The Tribunal had awarded the claimant all claimed medical benefits in her application, and a 25 percent special award. The insurer sought reconsideration, arguing that it had paid amounts to the clinics for the medical benefits, so that any payments to the claimant was double recovery. The insurer also argued that the special award was granted on insufficient evidence. Adjudicator Ferguson dismissed the reconsideration request. He held that the Tribunal’s decision did not require the insurer to pay more than the full amount of the treatment plans in dispute. Regarding the special award, the adjudicator rejected the insurer’s argument that there was insufficient evidence to support same, and that the Tribunal had carefully considered the evidence before it.
The claimant was catastrophically impaired as a result of a motorcycle accident. He sought entitlement to $6,000 per month in ACBs and entitlement to further physiotherapy. Adjudicator Hines awarded $3,047.29 per month in ACBs. The primary dispute was whether the claimant required 24/7 care. The adjudicator concluded that the claimant did not require 24/7 care. The claimant had the capability to function with a degree of independence. He was attending college and passing courses. While the claimant may have had a crisis in 2017, he made positive improvements and did not require 24-7 supervision for his safety. The claimant was awarded ACBs for dressing, grooming, meal preparation, hygiene, exercise, and some supervisory care for four hours per day. The attendant care services were incurred, as a professional service provided was providing the services.
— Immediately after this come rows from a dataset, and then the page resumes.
PR #956, opened 2016-09-02
Disabling test that causes a crash in Visual Studio.

### LINKED ISSUE #955: AddressBook ModifyContactsTests Crashes Visual Studio Project
The ModifyContactsTests crashes Visual Studio when one of its tools tries to parse the file. The root cause still needs to be identified. Until this is fixed, the file will be disabled.

MSFTFox:
This test causes a crash when visual studio attempts to parse
the content of this test. It has been commented out.

### DIFF
--- a/tests/unittests/AddressBook/ModifyContactsTests.mm
+++ b/tests/unittests/AddressBook/ModifyContactsTests.mm
@@ -84,6 +84,10 @@ TEST(AddressBookModify, ContactBirthday) {
     [dateComponents release];
 }
 
+// TODO: 955 AddressBook ModifyContactsTests Crashes Visual Studio Project #955
+// This test has been disabled due to an issue in Visual Studio attempting to parse the contents of this test.
+
+/*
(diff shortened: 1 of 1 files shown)


DHowett-MSFT:
:clock1:

aballway:
:shipit:

memontic-ms:
:shipit:

tests/unittests/AddressBook/ModifyContactsTests.mm
```diff
@@ -84,6 +84,10 @@ virtual void TearDown() {
     [dateComponents release];
 }
 
+// TODO: 955 AddressBook ModifyContactsTests Crashes Visual Studio Project #955
```
DHowett-MSFT: > 955 AddressBook ModifyContactsTests Crashes Visual Studio Project #955 [](start = 8, length = 71)

why `955 #955`?

DHowett-MSFT:
:shipit:

bbowman:
Uh what? This doesn't seem like the correct solution. What about this test is crashing vs?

The claimant was also awarded part of one of the two treatment plans for physiotherapy.
The insurer sought reconsideration of the Tribunal’s decision that catastrophic impairment assessments are payable outside of the medical benefits limits. Vice Chair Flude held that the Tribunal’s decision did not contain a significant error of law, and was correct. He concluded that earlier FSCO decisions addressing the same issue were correct, and that catastrophic impairment assessment costs are not to be deducted from the medical benefits limits.
The claimant sought entitlement to the balance of a partially approved psychological assessment. Adjudicator Punyarthi held that the claimant was not entitled to the remaining balance as there was no evidence substantiating the claimant’s entitlement. The adjudicator specifically noted that the treatment plan at issue was vague and unparticularized, and there was no justification as to why the time as claimed was necessary. The insurer relied on the opinion of its psychological assessor as to the number of hours that should be spent on the tasks of the assessment, and applied the hourly rate for a psychological that was provided in the Professional Services Guideline. The adjudicator refused to rely on an email from the claimant’s assessor containing an estimated breakdown of time spent as it was not disclosed to the insurer prior to submissions at the hearing.
The claimant sought entitlement to three treatment plans for further physical therapy, assistive devices, and a chronic pain treatment program. Adjudicator Boyce awarded some of the assistive devices and denied the remainder of the claim. He held further physical therapy was not reasonable and necessary for the claimant’s impairment, and that the proposed chronic pain program was not sufficiently specific in scope or cost to be reasonable. Some of the assistive devices for blocking out noise and sunlight were awarded.